Think your good at Chess?

I love playing chess and playing chess while watching the AI determine its move visually is a different way to play chess if you ask me.
At first, I thought it was just “cool effects”, then once I started losing, I realized I’m focusing on watching the AI make its move which can be distracting.
Anyways, I’m hooked on this version of chess, you gotta check it out if your a Chess player.
Thinking Machine4
I might have to purchase the table version when they finish it, but of course, I’d prefer the HoloChess in Star Wars. 🙂

5 Responses to Think your good at Chess?

  1. Cort says:

    If you really want to feel humiliated, try chessmaster, v10, or as they call it 10,000.
    It’s an awesome experience even to be humiliated by it. It’s sharp, vigilant and aggresive.

  2. Steve Nelson says:

    It’s pretty good, although i beat it my first game. WOOT! I may have been lucky though, i’m not that good. It’s fun watching it think. You can kind of tell where it’s going to go based on how dark the lines are. The really interesting part was my last move. It clearly knew the game was over but was fighting hard to keep me from making that move. What was interesting is that it barely drew green lines showing me the winning move. I wonder if that was intentional?
    If you ever want to play chess, send me a Yahoo message: fusebox_steve

  3. Nickolas Nikolic says:

    Actually, the strongest available chess engines are made by Chessbase. Some of their desktop apps use algorithms that rival Deep Blue (the IBM world champion supercomputer, well temporarily since it was retired from service after it won one match – now that wasn’t sporting) but the Chessbase engines are extremely fast for the work that they do. Chessbase is a company most known for its engines as well as huge game databases that are available to interface with the engines.
    I suggest Fritz, not only is it inexpensive, it is an extremely strong and fast player – and in my view it is most flexible for many playing styles. (Quick, slow, sharp, tactical, positional, etc.)
    It has a number of training options that are useful, such as winning move alarm – a red light that flashes when material or mate is available within an adjustable range of moves.
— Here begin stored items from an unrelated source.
PR #295, opened 2020-04-17
Add max_cost to pathfinding options

drewcrawford:
`max_cost` is not being sent as an argument to pathfinder, so passing a value has no effect.  This improves performance on clients that set a non-default value.

Also, if you are me, you wrote code like this:

```rust
let mut best_result;
while condition {
    let result = screeps::pathfinder::search_many(&candidate.pos(), goals, options_with_max_cost);
    if !result.incomplete { 
        best_result = result;
    }
}
```

and then are puzzled when your search picks a ridiculous solution instead of the sensible one

### DIFF
--- a/.travis.yml
+++ b/.travis.yml
@@ -1,5 +1,4 @@
 language: rust
-sudo: false
 cache: cargo
 rust:
 - stable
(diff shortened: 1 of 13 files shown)


shanemadden:
@drewcrawford Would you mind merging the current master branch into your branch so that the build will succeed and we can merge this in? Thanks!

Azaril:
I merged the master branch and just waiting on CI checks.

PR #296, opened 2020-04-17
Make memory::get generic across error

### LINKED ISSUE #271: Make MemoryReference::get generic wrt Error
I was reminded by @internetimagery of a fix I made a while ago: 17d45721e44d9429fa13325f43056a5e5503ff3e
My memory is a bit hazy, since it was so long ago, and I forget why I held off on submitting it. If I remember correctly, it was to fix problems with implementing `Serialize` and `Deserialize`. If this is desired, should other parts also be changed in the same way, i.e. `get_path`?

drewcrawford:
resolve #271

### DIFF
--- a/src/memory.rs
+++ b/src/memory.rs
@@ -238,9 +238,9 @@ impl MemoryReference {
     /// info!("final position: {}", pos);
     /// creep.move_to(&pos);
     /// ```
-    pub fn get<T>(&self, key: &str) -> Result<Option<T>, ConversionError>
+    pub fn get<T, E>(&self, key: &str) -> Result<Option<T>, E>
     where
-        T: TryFrom<Value, Error = ConversionError>,
+        T: TryFrom<Value, Error = E>,
     {
         let val = js! {
             return (@{self.as_ref()})[@{key}];


src/memory.rs
```diff
@@ -238,9 +238,9 @@ impl MemoryReference {
     /// info!("final position: {}", pos);
     /// creep.move_to(&pos);
     /// ```
-    pub fn get<T>(&self, key: &str) -> Result<Option<T>, ConversionError>
+    pub fn get<T, E>(&self, key: &str) -> Result<Option<T>, E>
```
daboross, line 241: I think this could avoid the extra generic parameter if we just return `Result<Option<T>, <T as TryFrom<Value>>::Error>`. Since `Error` is an associated type, there's necessarily only one `Error` type per  `TryFrom<T>` implementation - so the `E` here would only ever have exactly one possible type.

daboross:
```suggestion
    pub fn get<T>(&self, key: &str) -> Result<Option<T>, <T as TryFrom<Value>>::Error>
```

I appreciate your work doing this! Only reason I suggest this is since I think it'd be a better solution. (but I really haven't been too involved in the project lately, thus I'm just commenting here rather than actually making the change)

src/memory.rs
```diff
@@ -238,9 +238,9 @@ impl MemoryReference {
...
     where
-        T: TryFrom<Value, Error = ConversionError>,
+        T: TryFrom<Value, Error = E>,
```
daboross, line 243:
```suggestion
        T: TryFrom<Value>,
```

As well as can build a long-term game history of openings and results that you have played against it. (You can also play one engine against another – this is a very good and cheap way to build its openings database…)
    It has position analysis settings that allow you to deep analyze any setup position.
    It also has a series of fun handicap settings which, unless you are a professional chessplayer, will be needed…

  4. Nickolas Nikolic says:

    I have played it. It was extremely beautiful to watch. Definitely worth giving it a go. A lot of the moves it tracks are really unrealistic and end up “messing up” simulation of what another human might be thinking. It would be interesting to see it track moves that were more humanly intuitive. That would be even more beautiful, I think.